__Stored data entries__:
_ _ _
PR #2558, opened 2022-04-10
THRIFT-4100: Extract Rust read/write struct methods into a trait

zachary-kuhn:
Client: rs

In order for code to be generic over any generated Thrift object, extract the read and write methods into a `trait`.

[THRIFT-4100](https://issues.apache.org/jira/browse/THRIFT-4100)


martinvonz:
This seems to have made it into version 0.17.0. Any idea when that will be on crates.io?

PR #2559, opened 2022-04-12
THRIFT-5551: java generator to add @Override where possible

Jimexist:
java generator to add @Override where possible

### DIFF
--- a/compiler/cpp/src/thrift/generate/t_java_generator.cc
+++ b/compiler/cpp/src/thrift/generate/t_java_generator.cc
@@ -1280,6 +1280,7 @@ void t_java_generator::generate_tuple_scheme_read_value(ostream& out, t_struct* 
   indent_up();
   indent(out) << "switch (setField) {" << endl;
   indent_up();
+  
   const vector<t_field*>& members = tstruct->get_members();
   vector<t_field*>::const_iterator m_iter;
 
--- a/compiler/cpp/src/thrift/generate/t_java_generator.cc
+++ b/compiler/cpp/src/thrift/generate/t_java_generator.cc
@@ -318,6 +318,7 @@ public:
   std::string java_package();
   std::string java_suppressions();
   std::string java_nullable_annotation();
+  std::string java_override_annotation();
   std::string type_name(t_type* ttype,
                         bool in_container = false,
                         bool in_init = false,
@@ -468,6 +469,10 @@ string t_java_generator::java_nullable_annotation() {
   return "@org.apache.thrift.annotation.Nullable";
 }
 
+string t_java_generator::java_override_annotation() {
+  return "@java.lang.Override";
+}
+
 /**
  * Nothing in Java
  */
@@ -542,6 +547,7 @@ void t_java_generator::generate_enum(t_enum* tenum) {
   indent(f_enum) << " * Get the integer value of this enum value, as defined in the Thrift IDL."
                  << endl;
   indent(f_enum) << " */" << endl;
+  indent(f_enum) << java_override_annotation() << endl;
   indent(f_enum) << "public int getValue() {" << endl;
   indent(f_enum) << "  return value;" << endl;
   indent(f_enum) << "}" << endl << endl;
@@ -934,6 +940,7 @@ void t_java_generator::generate_union_constructor(ostream& out, t_struct* tstruc
   indent(out) << "  super(other);" << endl;
   indent(out) << "}" << endl;
 
+  indent(out) << java_override_annotation() << endl;
   indent(out) << "public " << tstruct->get_name() << " deepCopy() {" << endl;
   indent(out) << "  return new " << tstruct->get_name() << "(this);" << endl;
   indent(out) << "}" << endl << endl;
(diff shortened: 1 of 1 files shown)


Jimexist:
> These changes are harder to review than necessary, because they contain a lot of style changes. I would recommend minimizing the changes in this PR by retaining the existing style, so it's easier to review. For style standardization/improvements, I'd suggest creating a separate PR that does only that and no substantive changes.

Thanks for the suggestion - I wonder it too. The formatting changes were made by my editor, and I don't have a good way to separate it from the actual changes now.

If it's okay do you think I can create a separate, clean, style only change and merge that first. And then this change can be much cleaner? @ctubbsii

ctubbsii:
> If it's okay do you think I can create a separate, clean, style only change and merge that first. And then this change can be much cleaner?

Yeah, I think that would be a good option. If a standard style can be enforced by people with any editor, something like what the formatter-maven-plugin provides for Java code, that would be even better, I would think.

Jimexist:
> 

yes @ctubbsii the tool is `clang-format` and it's also centrally configured [here](https://github.com/apache/thrift/blob/master/.clang-format) - which is also what my editor formatting is relying on.

- I'm creating https://github.com/apache/thrift/pull/2560 as style only format to precede this change

ctubbsii:
@Jimexist I think you need to rebase and force-push to get this up-to-date.

compiler/cpp/src/thrift/generate/t_java_generator.cc
```diff
@@ -468,6 +469,10 @@ string t_java_generator::java_nullable_annotation() {
   return "@org.apache.thrift.annotation.Nullable";
 }
 
+string t_java_generator::java_override_annotation() {
+  return "@java.lang.Override";
```
ctubbsii, line 473: Everything in `java.lang` is imported by default. You don't need the fully-qualified class names for anything in there. But, I see it's done elsewhere (for String). I suppose it doesn't hurt.

```suggestion
  return "@Override";
```

compiler/cpp/src/thrift/generate/t_java_generator.cc
```diff
@@ -1273,7 +1280,6 @@ void t_java_generator::generate_tuple_scheme_read_value(ostream& out, t_struct*
   indent_up();
   indent(out) << "switch (setField) {" << endl;
   indent_up();
-
```
ctubbsii, line 1276: I think you lost a line in your change. I'm not sure if clang-format would re-add it. It'd be good to re-run it after your changes, just to be sure this PR is still well-formatted.

compiler/cpp/src/thrift/generate/t_java_generator.cc
```diff
@@ -2108,8 +2117,8 @@ void t_java_generator::generate_java_struct_compare_to(ostream& out, t_struct* t
  *
  * @param tstruct The struct definition
  */
-void t_java_generator::generate_java_struct_reader(ostream& out, t_struct* tstruct) {
-  (void)tstruct;
+void t_java_generator::generate_java_struct_reader(ostream& out, t_struct* /*tstruct*/) {
```
ctubbsii, line 2120: You commented out the variable name, but left the variable's type. I'm mostly a Java dev. Is that a C++ quirk that's allowed for unused variables?

ctubbsii (commented):
Overall, this looks pretty good to me. I haven't verified that all the new uses are actually overrides, but it will be pretty obvious if they aren't... it will generate code that won't compile if they aren't.

compiler/cpp/src/thrift/generate/t_java_generator.cc
Jimexist: both are valid ways to suppress warnings about unused variables (in this case an error because `-Werror` flag is present).

https://stackoverflow.com/questions/308277/what-are-the-consequences-of-ignoring-warning-unused-parameter/308286#308286

i'd prefer the commenting out way because an extra line with `(void)` is a bit arcane.

compiler/cpp/src/thrift/generate/t_java_generator.cc
Jimexist: > it's done elsewhere (for String)

using fully qualified names (even for `java.lang.*`) allows for structs to be named `String` (although it's not a good practice) and used in the same package - otherwise it won't compile (some of the tests in `test/` folder does this).

For annotations i think it's fine to not to use fully qualified name.

compiler/cpp/src/thrift/generate/t_java_generator.cc
```diff
@@ -5080,9 +5110,7 @@ t_java_generator::isset_type t_java_generator::needs_isset(t_struct* tstruct,
 }
 
 void t_java_generator::generate_java_struct_clear(std::ostream& out, t_struct* tstruct) {
-  if (!java5_) {
-    indent(out) << "@Override" << endl;
```
Jimexist, line 5084: `@Override` is `_since_ 5.0`

compiler/cpp/src/thrift/generate/t_java_generator.cc
ctubbsii: That's fine... I just didn't know you could comment out the variable name, but leave the type in place. You definitely can't do that in Java, but it does make sense... you're keeping the same signature just not using the variable. :smiley_cat:

ctubbsii (approved):

compiler/cpp/src/thrift/generate/t_java_generator.cc
```diff
@@ -3172,6 +3189,7 @@ void t_java_generator::generate_service_async_client(t_service* tservice) {
   indent(f_service_) << "    this.clientManager = clientManager;" << endl;
   indent(f_service_) << "    this.protocolFactory = protocolFactory;" << endl;
   indent(f_service_) << "  }" << endl;
+  indent(f_service_) << "  @Override" << endl;
```
Jens-G, line 3192: That's a test, right? Seen and fixed.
_ _ _
__WHAT YOU ARE ASKED TO DO__:
Sift through the entries and copy every line with "ostream".

__EXERCISE OUTPUT__:
@@ -1280,6 +1280,7 @@ void t_java_generator::generate_tuple_scheme_read_value(ostream& out, t_struct* 
@@ -934,6 +940,7 @@ void t_java_generator::generate_union_constructor(ostream& out, t_struct* tstruc
@@ -1273,7 +1280,6 @@ void t_java_generator::generate_tuple_scheme_read_value(ostream& out, t_struct*
@@ -2108,8 +2117,8 @@ void t_java_generator::generate_java_struct_compare_to(ostream& out, t_struct* t
-void t_java_generator::generate_java_struct_reader(ostream& out, t_struct* tstruct) {
+void t_java_generator::generate_java_struct_reader(ostream& out, t_struct* /*tstruct*/) {
 void t_java_generator::generate_java_struct_clear(std::ostream& out, t_struct* tstruct) {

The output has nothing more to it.